Creating a repository
// ensure the target folder for the repo exists
if (!await fs.exists(ocflRoot)) await fs.mkdirp(ocflRoot);
if (!await fs.exists(ocflScratch)) await fs.mkdirp(ocflScratch);
// create it
await repository.create()
ocflScratch cannot be a subpath of ocflRoot. Also, it must be big enough to hold a few objects being operated on at the same time (this is where the deposit first occurs and backups are made when updating existing objects)
Check if path is a repository
// check for namaste file and return true or false
await repository.isRepository()
Find objects in a repository - THIS IS AN EVENT EMITTER
// find objects
repository.findObjects();
// register with the 'object' event
repository.on("object", object=> {
console.log(object)
// returns an ocfl object that is ready to use
// load it and go: await object.load()
});
API - OCFL Object
The API for working with an object is exactly the same regardless of whether the backend is a filesystem or an S3 bucket.
In all cases you must first have a handle to the repo (see Initialisation) before you then create a handle to an object via an id, e.g.:
const repository = new Repository({ ocflRoot, ocflScratch})
let object = repository.object({ id: 'some-id });
Create an object with an ID
// define the object
let object = repository.object({ id: 'some-id });
Ingest a folder of content into the object
// create (v1) or update object with content at `source`
await object.update({ source: '/path/to/some/content' });
// add some data to content at `source`
// update object with content at `source` - v2
await object.update({ source: '/path/to/some/content' });
Pass in a callback that will write to deposit path
You callback will be called with an object containing one param target
which will be the
path to write your content to.
await object.update({ writer: writeContent });
async function writeContent({ target }) {
for (let file of files ) {
await // write file to target (DEPOSIT PATH)
}
}
Merge new content into an object
By default, calling update
on an object will create a new version from the content you pull in
during update. However, if you just want to add some content to an existing object without needing
all of the current data you can perform an update in merge
mode.
await object.update({ source: '/path/to/some/content', updateMode: 'merge' })
or
await object.update({ writer: writeContent, updateMode: 'merge' })
Two stage update / commit - break out of an update before committing to the repository
There maybe occasions where you wish to break out of an update before the object is commit back in to the repo. Perhaps you want to check the changes and decide to abort. This is possible as follows:
- set
commit: false
on the update method
({ inventory } = await object.update({
writer: writeContent,
commit: false,
}));
- Do what you need with the object. At this point the internal state is set to the object in the deposit path so after loading you can get versions and perform a diff on versions.
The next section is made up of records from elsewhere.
PR #1149, opened 2019-05-18
[#1084] Fix color lighten

### LINKED ISSUE #1084: ex.Color.Black.lighten() does not work
### Steps to Reproduce
See codepen
https://codepen.io/eonarheim/pen/BvORaG?editors=0010#0

```
let newColor = ex.Color.Black.lighten();
expect(newColor.r).not.toEqual(ex.Color.Black.r);
expect(newColor.g).not.toEqual(ex.Color.Black.g);
expect(newColor.b).not.toEqual(ex.Color.Black.b);
```
Looks like this issue is right here, it is using multiplication. When the black it is `0` so multiplication will always yeild a `0`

This is the object just before it would be commit back to the repo.
versions = await object.getVersions();
versions = {
next: versions.pop().version,
previous: versions.pop().version,
};
diff = await object.diffVersions(versions);
// diff looks like
//
// {
// same: [ 'v1/content/dir/fileX.txt', 'v1/content/fileY.txt' ],
// previous: [],
// next: [
// 'v2/content/repo-metadata/metadata.json',
// 'v2/content/something-new.txt'
// ]
// }
decide = diff.next.filter((filename) => !filename.match(/repo-metadata/));
- Decide what to do based on the diff - continue with the commit
await object.commit({ inventory });
- Decide what to do based on the diff - abort the commit
await object.cleanup();
See the test 'it should be able to break out of an update and diff two versions'
in ocflObject.spec.js for a working example.
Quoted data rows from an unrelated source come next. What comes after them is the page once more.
PR #1157, opened 2019-05-28
[#1071] Actor.within checks from geometry surface

### LINKED ISSUE #1071: Within only checks from center of object not from bounding box
### Steps to Reproduce
Create a long block in a rectangle shape and then create 2 other blocks less then 100 px from it. The first block should be less then 100 PX from the center of the rectangle and the second block should be 100 px from the edge of the rectangle. When within is called on the other 2 blocks the first will be within 100px but the other will not since its great then 100px from the center.

Code example: https://codepen.io/anon/pen/mQvgXx?editors=0010

Code shows 4 objects. First floor object and then 3 square blocks all nearby with checks to see if they are within 200 px. If they are they turn to red otherwise green.

### Expected Result
All blocks are within 200 px from the bounding box or an edge of the floor so all should be red/within 200px and within should return true

### Actual Result
Within returns false for the block that is more then 200px from the center of the floor

eonarheim:

==================

Closes #1071

## Changes:

- Change `within` to use object geometry instead of the center
- Added a `getClosestLineBetween` method to `CollisionShape`'s for return the closest line
- Added a visual test
- Added unit tests

closest


eonarheim:
@excaliburjs/core-contributors Ready for review

src/engine/Algebra.ts
```diff
@@ -413,6 +436,22 @@ export class Line {
     return distance;
   }
 
+  /**
+   * Find the perpendicular line from the line to a point
+   * @param point
+   */
+  public findVectorToPoint(point: Vector): Vector {
+    // https://en.wikipedia.org/wiki/Distance_from_a_point_to_a_line
```
jedeen: Would it make sense to have these comments as part of the method comments, like the comment for ClosestLine() ?

src/spec/CollisionShapeSpec.ts
```diff
@@ -116,6 +116,15 @@ describe('Collision Shape', () => {
       expect(pointTooFar).toBe(null, 'The circle should be too far away for a hit');
     });
 
+    it('can be raycast against only positive toi', () => {
```
jedeen: It might be more clear to avoid acronyms, or at least have their expansion next to them.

This method will verify the object before applying the commit and throw an error if the verfication fails
Remove files and update version
To create a new version with a file removed from the previous version you can either create
a whole new version in the state you want via update
or you can just ask for a new version
to be created without the file.
await object.update({ removeFiles: ["file1.txt"] });
Note: This does not delete the actual file from previous versions or rewrite the inventories in any way. It just stamps a new version without a ref to the file or files. If you actually need to remove something from an OCFL then you need to remove the whole object from the repo and reingest it as new with the content removed from it. See: Remove an object
Check if object exists at path
await object.isObject()
Check if object can be created in the repo at path
await object.isAvailable()
Load an object and getLatestInventory
// load the object
await object.load();
// get the latestInventory
const inventory = await object.getLatestInventory();
Get object versions
// load the object
await object.load()
// get the versions of the object
let versions = object.getVersions()
Load object and get information from it
// load the object
await object.load()
// get latest inventory
let r = await object.getLatestInventory()
// get latest version state (the manifest of files for that version)
let r = await object.getLatestVersion()
// get specific version inventory
let r = await object.getInventory({version: 'v2'})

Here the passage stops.